**DATA RECORDS**.
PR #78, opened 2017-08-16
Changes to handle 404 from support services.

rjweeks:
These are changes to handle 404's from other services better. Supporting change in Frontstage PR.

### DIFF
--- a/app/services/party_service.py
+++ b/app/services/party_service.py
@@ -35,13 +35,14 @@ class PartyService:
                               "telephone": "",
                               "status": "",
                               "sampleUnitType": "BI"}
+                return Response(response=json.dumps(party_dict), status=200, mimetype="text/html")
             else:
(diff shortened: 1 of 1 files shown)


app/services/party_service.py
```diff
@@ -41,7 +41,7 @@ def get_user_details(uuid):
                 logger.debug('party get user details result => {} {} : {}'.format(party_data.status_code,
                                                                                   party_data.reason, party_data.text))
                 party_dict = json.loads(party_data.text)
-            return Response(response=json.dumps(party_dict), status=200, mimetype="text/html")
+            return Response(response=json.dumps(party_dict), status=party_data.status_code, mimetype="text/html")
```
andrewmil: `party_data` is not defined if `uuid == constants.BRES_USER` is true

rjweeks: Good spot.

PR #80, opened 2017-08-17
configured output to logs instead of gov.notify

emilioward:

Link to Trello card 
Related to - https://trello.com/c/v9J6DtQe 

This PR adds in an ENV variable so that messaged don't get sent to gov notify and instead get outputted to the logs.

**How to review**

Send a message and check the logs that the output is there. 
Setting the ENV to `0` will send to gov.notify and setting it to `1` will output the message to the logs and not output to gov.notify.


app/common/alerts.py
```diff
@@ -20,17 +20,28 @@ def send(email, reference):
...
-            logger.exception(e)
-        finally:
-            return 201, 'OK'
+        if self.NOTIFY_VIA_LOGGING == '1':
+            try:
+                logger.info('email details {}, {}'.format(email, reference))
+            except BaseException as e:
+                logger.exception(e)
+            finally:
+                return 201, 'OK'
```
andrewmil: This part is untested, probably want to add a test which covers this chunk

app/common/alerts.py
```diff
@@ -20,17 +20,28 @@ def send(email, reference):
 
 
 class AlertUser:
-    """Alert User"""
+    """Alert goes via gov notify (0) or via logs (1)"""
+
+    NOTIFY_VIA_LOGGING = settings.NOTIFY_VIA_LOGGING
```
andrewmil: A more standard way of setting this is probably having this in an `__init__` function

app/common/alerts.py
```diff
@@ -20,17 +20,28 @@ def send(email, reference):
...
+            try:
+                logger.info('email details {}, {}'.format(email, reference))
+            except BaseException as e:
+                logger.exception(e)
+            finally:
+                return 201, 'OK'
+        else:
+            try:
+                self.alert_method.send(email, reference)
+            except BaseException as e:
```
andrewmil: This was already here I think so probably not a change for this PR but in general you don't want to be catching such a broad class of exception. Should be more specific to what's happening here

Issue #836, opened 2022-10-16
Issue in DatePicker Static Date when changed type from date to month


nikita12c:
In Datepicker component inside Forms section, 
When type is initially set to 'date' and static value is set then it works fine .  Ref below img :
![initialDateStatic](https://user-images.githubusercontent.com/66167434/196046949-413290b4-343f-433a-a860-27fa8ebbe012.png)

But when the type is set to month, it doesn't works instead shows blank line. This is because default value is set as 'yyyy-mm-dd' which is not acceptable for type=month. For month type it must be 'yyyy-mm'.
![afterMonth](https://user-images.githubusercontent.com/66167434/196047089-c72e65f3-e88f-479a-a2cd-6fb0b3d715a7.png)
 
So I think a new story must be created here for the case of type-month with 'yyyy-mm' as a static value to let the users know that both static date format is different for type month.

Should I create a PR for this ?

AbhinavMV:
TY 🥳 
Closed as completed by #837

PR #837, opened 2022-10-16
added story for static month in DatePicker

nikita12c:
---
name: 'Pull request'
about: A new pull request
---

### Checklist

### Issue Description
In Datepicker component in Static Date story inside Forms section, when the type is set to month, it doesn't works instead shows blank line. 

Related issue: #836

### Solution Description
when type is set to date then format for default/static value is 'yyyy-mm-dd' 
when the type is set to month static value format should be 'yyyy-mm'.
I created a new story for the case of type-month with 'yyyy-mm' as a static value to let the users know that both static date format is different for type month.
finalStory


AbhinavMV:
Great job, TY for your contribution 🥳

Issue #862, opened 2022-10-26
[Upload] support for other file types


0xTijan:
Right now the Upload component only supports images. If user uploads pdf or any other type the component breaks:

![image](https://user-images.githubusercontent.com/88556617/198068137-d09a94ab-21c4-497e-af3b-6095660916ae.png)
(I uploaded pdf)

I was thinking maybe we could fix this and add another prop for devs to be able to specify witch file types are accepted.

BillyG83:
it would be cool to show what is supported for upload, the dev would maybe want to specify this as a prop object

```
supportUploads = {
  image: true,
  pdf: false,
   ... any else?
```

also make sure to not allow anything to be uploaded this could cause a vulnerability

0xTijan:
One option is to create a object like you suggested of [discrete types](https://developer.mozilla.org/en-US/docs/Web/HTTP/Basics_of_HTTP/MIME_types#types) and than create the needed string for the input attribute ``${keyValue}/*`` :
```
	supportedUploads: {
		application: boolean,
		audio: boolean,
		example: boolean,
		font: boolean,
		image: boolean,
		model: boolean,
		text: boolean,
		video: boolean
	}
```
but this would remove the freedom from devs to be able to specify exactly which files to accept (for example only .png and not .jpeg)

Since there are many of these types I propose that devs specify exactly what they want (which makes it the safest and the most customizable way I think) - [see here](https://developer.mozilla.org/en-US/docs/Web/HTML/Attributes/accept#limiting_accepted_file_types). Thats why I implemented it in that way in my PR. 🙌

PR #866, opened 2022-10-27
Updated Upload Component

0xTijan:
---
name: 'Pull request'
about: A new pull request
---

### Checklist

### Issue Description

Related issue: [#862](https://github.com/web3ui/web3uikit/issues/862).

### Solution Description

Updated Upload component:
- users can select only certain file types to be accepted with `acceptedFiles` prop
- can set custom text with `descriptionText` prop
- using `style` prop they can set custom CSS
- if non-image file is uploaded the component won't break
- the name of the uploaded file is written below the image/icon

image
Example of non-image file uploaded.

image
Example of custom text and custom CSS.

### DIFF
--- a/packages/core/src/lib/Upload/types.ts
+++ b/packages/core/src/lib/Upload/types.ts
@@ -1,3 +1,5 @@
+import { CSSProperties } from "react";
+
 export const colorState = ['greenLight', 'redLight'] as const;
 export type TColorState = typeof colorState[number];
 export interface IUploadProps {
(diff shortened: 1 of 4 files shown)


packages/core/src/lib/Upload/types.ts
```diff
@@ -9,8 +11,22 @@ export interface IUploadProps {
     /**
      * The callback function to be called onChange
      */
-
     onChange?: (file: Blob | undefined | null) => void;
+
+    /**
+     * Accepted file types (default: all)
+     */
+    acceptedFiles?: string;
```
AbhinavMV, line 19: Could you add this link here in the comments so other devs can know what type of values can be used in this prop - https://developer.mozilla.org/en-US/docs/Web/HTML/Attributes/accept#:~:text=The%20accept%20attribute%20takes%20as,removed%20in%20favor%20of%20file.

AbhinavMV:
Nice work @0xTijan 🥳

**WHAT IS NEEDED**.
Copy every record shown above, exactly and completely.

**OUTPUT**.
PR #78, opened 2017-08-16
Changes to handle 404 from support services.

rjweeks:
These are changes to handle 404's from other services better. Supporting change in Frontstage PR.

### DIFF
--- a/app/services/party_service.py
+++ b/app/services/party_service.py
@@ -35,13 +35,14 @@ class PartyService:
                               "telephone": "",
                               "status": "",
                               "sampleUnitType": "BI"}
+                return Response(response=json.dumps(party_dict), status=200, mimetype="text/html")
             else:
(diff shortened: 1 of 1 files shown)


app/services/party_service.py
```diff
@@ -41,7 +41,7 @@ def get_user_details(uuid):
                 logger.debug('party get user details result => {} {} : {}'.format(party_data.status_code,
                                                                                   party_data.reason, party_data.text))
                 party_dict = json.loads(party_data.text)
-            return Response(response=json.dumps(party_dict), status=200, mimetype="text/html")
+            return Response(response=json.dumps(party_dict), status=party_data.status_code, mimetype="text/html")
```
andrewmil: `party_data` is not defined if `uuid == constants.BRES_USER` is true

rjweeks: Good spot.

PR #80, opened 2017-08-17
configured output to logs instead of gov.notify

emilioward:

Link to Trello card 
Related to - https://trello.com/c/v9J6DtQe 

This PR adds in an ENV variable so that messaged don't get sent to gov notify and instead get outputted to the logs.

**How to review**

Send a message and check the logs that the output is there. 
Setting the ENV to `0` will send to gov.notify and setting it to `1` will output the message to the logs and not output to gov.notify.


app/common/alerts.py
```diff
@@ -20,17 +20,28 @@ def send(email, reference):
...
-            logger.exception(e)
-        finally:
-            return 201, 'OK'
+        if self.NOTIFY_VIA_LOGGING == '1':
+            try:
+                logger.info('email details {}, {}'.format(email, reference))
+            except BaseException as e:
+                logger.exception(e)
+            finally:
+                return 201, 'OK'
```
andrewmil: This part is untested, probably want to add a test which covers this chunk

app/common/alerts.py
```diff
@@ -20,17 +20,28 @@ def send(email, reference):
 
 
 class AlertUser:
-    """Alert User"""
+    """Alert goes via gov notify (0) or via logs (1)"""
+
+    NOTIFY_VIA_LOGGING = settings.NOTIFY_VIA_LOGGING
```
andrewmil: A more standard way of setting this is probably having this in an `__init__` function

app/common/alerts.py
```diff
@@ -20,17 +20,28 @@ def send(email, reference):
...
+            try:
+                logger.info('email details {}, {}'.format(email, reference))
+            except BaseException as e:
+                logger.exception(e)
+            finally:
+                return 201, 'OK'
+        else:
+            try:
+                self.alert_method.send(email, reference)
+            except BaseException as e:
```
andrewmil: This was already here I think so probably not a change for this PR but in general you don't want to be catching such a broad class of exception. Should be more specific to what's happening here

Issue #836, opened 2022-10-16
Issue in DatePicker Static Date when changed type from date to month


nikita12c:
In Datepicker component inside Forms section, 
When type is initially set to 'date' and static value is set then it works fine .  Ref below img :
![initialDateStatic](https://user-images.githubusercontent.com/66167434/196046949-413290b4-343f-433a-a860-27fa8ebbe012.png)

But when the type is set to month, it doesn't works instead shows blank line. This is because default value is set as 'yyyy-mm-dd' which is not acceptable for type=month. For month type it must be 'yyyy-mm'.
![afterMonth](https://user-images.githubusercontent.com/66167434/196047089-c72e65f3-e88f-479a-a2cd-6fb0b3d715a7.png)
 
So I think a new story must be created here for the case of type-month with 'yyyy-mm' as a static value to let the users know that both static date format is different for type month.

Should I create a PR for this ?

AbhinavMV:
TY 🥳 
Closed as completed by #837

PR #837, opened 2022-10-16
added story for static month in DatePicker

nikita12c:
---
name: 'Pull request'
about: A new pull request
---

### Checklist

### Issue Description
In Datepicker component in Static Date story inside Forms section, when the type is set to month, it doesn't works instead shows blank line. 

Related issue: #836

### Solution Description
when type is set to date then format for default/static value is 'yyyy-mm-dd' 
when the type is set to month static value format should be 'yyyy-mm'.
I created a new story for the case of type-month with 'yyyy-mm' as a static value to let the users know that both static date format is different for type month.
finalStory


AbhinavMV:
Great job, TY for your contribution 🥳

Issue #862, opened 2022-10-26
[Upload] support for other file types


0xTijan:
Right now the Upload component only supports images. If user uploads pdf or any other type the component breaks:

![image](https://user-images.githubusercontent.com/88556617/198068137-d09a94ab-21c4-497e-af3b-6095660916ae.png)
(I uploaded pdf)

I was thinking maybe we could fix this and add another prop for devs to be able to specify witch file types are accepted.

BillyG83:
it would be cool to show what is supported for upload, the dev would maybe want to specify this as a prop object

```
supportUploads = {
  image: true,
  pdf: false,
   ... any else?
```

also make sure to not allow anything to be uploaded this could cause a vulnerability

0xTijan:
One option is to create a object like you suggested of [discrete types](https://developer.mozilla.org/en-US/docs/Web/HTTP/Basics_of_HTTP/MIME_types#types) and than create the needed string for the input attribute ``${keyValue}/*`` :
```
	supportedUploads: {
		application: boolean,
		audio: boolean,
		example: boolean,
		font: boolean,
		image: boolean,
		model: boolean,
		text: boolean,
		video: boolean
	}
```
but this would remove the freedom from devs to be able to specify exactly which files to accept (for example only .png and not .jpeg)

Since there are many of these types I propose that devs specify exactly what they want (which makes it the safest and the most customizable way I think) - [see here](https://developer.mozilla.org/en-US/docs/Web/HTML/Attributes/accept#limiting_accepted_file_types). Thats why I implemented it in that way in my PR. 🙌

PR #866, opened 2022-10-27
Updated Upload Component

0xTijan:
---
name: 'Pull request'
about: A new pull request
---

### Checklist

### Issue Description

Related issue: [#862](https://github.com/web3ui/web3uikit/issues/862).

### Solution Description

Updated Upload component:
- users can select only certain file types to be accepted with `acceptedFiles` prop
- can set custom text with `descriptionText` prop
- using `style` prop they can set custom CSS
- if non-image file is uploaded the component won't break
- the name of the uploaded file is written below the image/icon

image
Example of non-image file uploaded.

image
Example of custom text and custom CSS.

### DIFF
--- a/packages/core/src/lib/Upload/types.ts
+++ b/packages/core/src/lib/Upload/types.ts
@@ -1,3 +1,5 @@
+import { CSSProperties } from "react";
+
 export const colorState = ['greenLight', 'redLight'] as const;
 export type TColorState = typeof colorState[number];
 export interface IUploadProps {
(diff shortened: 1 of 4 files shown)


packages/core/src/lib/Upload/types.ts
```diff
@@ -9,8 +11,22 @@ export interface IUploadProps {
     /**
      * The callback function to be called onChange
      */
-
     onChange?: (file: Blob | undefined | null) => void;
+
+    /**
+     * Accepted file types (default: all)
+     */
+    acceptedFiles?: string;
```
AbhinavMV, line 19: Could you add this link here in the comments so other devs can know what type of values can be used in this prop - https://developer.mozilla.org/en-US/docs/Web/HTML/Attributes/accept#:~:text=The%20accept%20attribute%20takes%20as,removed%20in%20favor%20of%20file.

AbhinavMV:
Nice work @0xTijan 🥳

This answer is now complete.